Em toda temporada de premiações, temos aqueles filmes medíocres, que não fogem dos piores estereótipos, e que acabam chamando a atenção por algum motivo. Distribuído pela Netflix, o exemplar do momento é Era Uma Vez Um Sonho (Hillbilly Elegy, 2020), que tem toda cara de isca de Oscar. Com atuações fortes e algumas sequências emocionantes, a obra fica a maior parte do tempo onde muitas outras já passaram. E sem metade do brilhantismo.
Com um nome bem famoso na direção, o premiado Ron Howard (de Uma Mente Brilhante, 2002), o longa ainda traz como carro-chefe duas atrizes excelentes até então injustiçadas pela Academia norte-americana. Glenn Close (de A Esposa, 2017) e Amy Adams (de A Chegada, 2016) vivem mãe e filha num drama que deveria exaltar o estilo de vida de habitantes de estados tidos como caipiras, como Kentucky e Ohio, mas só reforça lugares comuns e dramas familiares frequentemente vistos nos chamados (de forma pejorativa) “filmes da semana da televisão”. Algo como um Álbum de Família (August: Osage County, 2013), que não passou de um irritante agrupamento de celebridades.

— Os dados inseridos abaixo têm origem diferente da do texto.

PR #8012, opened 2024-01-11
IdleHandler: sedn userinactive to server

eszkadev:
This is followup for commit add3b76eb5ad576332c8a7150c2ad07881ec224f
IdleHandler: bring back idle timeout for view

Which restored dimmed view, but I forogot to bring back sending userinactive message in some cases


quikee (approved):
Look OK

PR #8014, opened 2024-01-12
add missing icons (used by mobile UI)

timar:
Change-Id: I82b1fc1c59452c092f7ff250e3919496458fff46

### TODO

- insertsheetbefore, insertsheetafter, movesheetleft and movesheetright are custom commands in COOL therefore we did not have 100% matching icon from core. Maybe we need to draw new icons for them.


pedropintosilva (changes requested):
.

pedropintosilva (approved):
Thanks

pedropintosilva:
one more thing I actually couldn't find where `lc_movesheetleft.svg` and `lc_movesheetright.svg` is used on mobile because long pressing the sheet triggers a list without icons (even if the assets exist)

timar:
> one more thing I actually couldn't find where `lc_movesheetleft.svg` and `lc_movesheetright.svg` is used on mobile because long pressing the sheet triggers a list without icons (even if the assets exist)

It was a blind fix from my side. I'll check and Android snapshot after merge.

pedropintosilva:
> so this PR was not a complete failure. :)

far from it, Thanks! :)

PR #8007, opened 2024-01-11
fix error TS2694: Namespace 'cool' has no exported member 'TilesSecti…

caolanm:
…on'.

in make check-local

Change-Id: I9d6f130b7943165b3937cbbd70efcf0690c94b88

* Resolves: # 
* Target version: master 

### TODO

- [ ] ...

### Checklist

- [ ] Code is properly formatted
- [ ] All commits have Change-Id
- [ ] I have run tests with `make check`
- [ ] I have issued `make run` and manually verified that everything looks okay
- [ ] Documentation (manuals or wiki) has been updated or is not required

PR #8018, opened 2024-01-12
Resolve TS build error

neilguertincollabora:
Change-Id: Ic25805de741d6d71153211de68fb0ccc88e62d40

### Summary
Follow up from https://github.com/CollaboraOnline/online/pull/8007/files

The error is TS2569: Type 'IterableIterator<any>' is not an array type or a string type. TS is complaining about the use of an iterator in the for loop where it expects an array or string.

The error message and everyone on stackoverflow recommend setting the compiler option --downlevelIteration. But wrapping in Array.from() is simpler.

Compiles on my machine with `./node_modules/typescript/bin/tsc mocha_tests/CanvasSectionContainer.test.ts --outfile mocha_tests/CanvasSectionContainer.test.js --module none --lib dom,es2016 --target ES5` when before it didn't. But I didn't run any other tests.

### Checklist

### DIFF
--- a/browser/src/layer/tile/TilesSection.ts
+++ b/browser/src/layer/tile/TilesSection.ts
@@ -131,7 +131,7 @@ export class TilesSection extends CanvasSectionObject {
 		var ctx = this.sectionProperties.tsManager._paintContext();
 
 		var bounds: cool.Bounds;
-		for (const coords of tileSubset.values()) {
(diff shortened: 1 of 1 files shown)


caolanm (approved):
The fix in https://github.com/CollaboraOnline/online/pull/8019 to address why this was *not* failing for me locally.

O protagonista vem da terceira geração dos Vance, o garoto J.D., que acompanhamos em vários recortes de sua juventude. Quando adulto, na expectativa de conseguir o estágio dos sonhos de qualquer estudante de Direito, ele se vê obrigado a voltar às origens para acudir a mãe. Beverly (Adams) é a trágica vítima do universo: faz todo tipo de burrada e coloca a culpa em quem puder. J.D. Vance é o próprio autor do livro, que aproveita para exorcizar seus demônios.
Vivido por Owen Asztalos e Gabriel Basso (acima) nos dois momentos de sua vida, J.D. é sempre bem representado. Basso pode ser lembrado por Super 8 (2011) ou pela série The Big C e mostra competência, apesar do roteiro colocá-lo em situações mequetrefes. O mesmo que acontece com Close e Adams. Com pouco, elas fazem muito e são a grande atração desse Era Uma Vez Um Sonho. Um toque de maquiagem ajuda com o passar dos anos e cenas nos créditos comprovam o quão perto elas chegaram fisicamente de suas biografadas.
Volta e meia, vemos atrizes lindas se enfeiando, provando que têm muito mais a oferecer que beleza. Foi assim com Charlize Theron em Monster (2003) e Nicole Kidman em As Horas (The Hours, 2002) e parece ser o caso de Adams aqui. Se ela ganhar um Oscar pelo papel, entra no caso de atores que acabam sendo recompensados em papéis menores depois de várias esnobadas, como Leonardo Di Caprio e Denzel Washington. Um Oscar para Amy Adams nunca será desmerecido, mas poderia ter sido por outros trabalhos superiores. E tudo isso vale também para Glenn Glose, que tem boas chances como coadjuvante.
Com pequenos acenos a temas impactantes, o filme ensaia propor determinadas discussões, mas passa reto. O papel do avô, por exemplo, nunca é desenvolvido, não entendemos exatamente qual a importância dele na vida da família. Seria ele o culpado pelas malcriações de Beverly, já que a mimava tanto? E a relação com a esposa, era abusiva ou de descaso? E o paralelo entre deixar a casa numa cidadezinha e ir para a capital e deixar um país como a Índia e ir para os EUA? Fica apenas no vislumbre. A roteirista Vanessa Taylor não se aprofunda e mostra que o sucesso de A Forma da Água (The Shape of Water, 2017) se deve muito mais à direção que a seu roteiro raso e esquemático. E Howard, que já foi capaz de Cocoon (1985), Apollo 13 (1995) e Frost/Nixon (2008), está longe de seus bons trabalhos.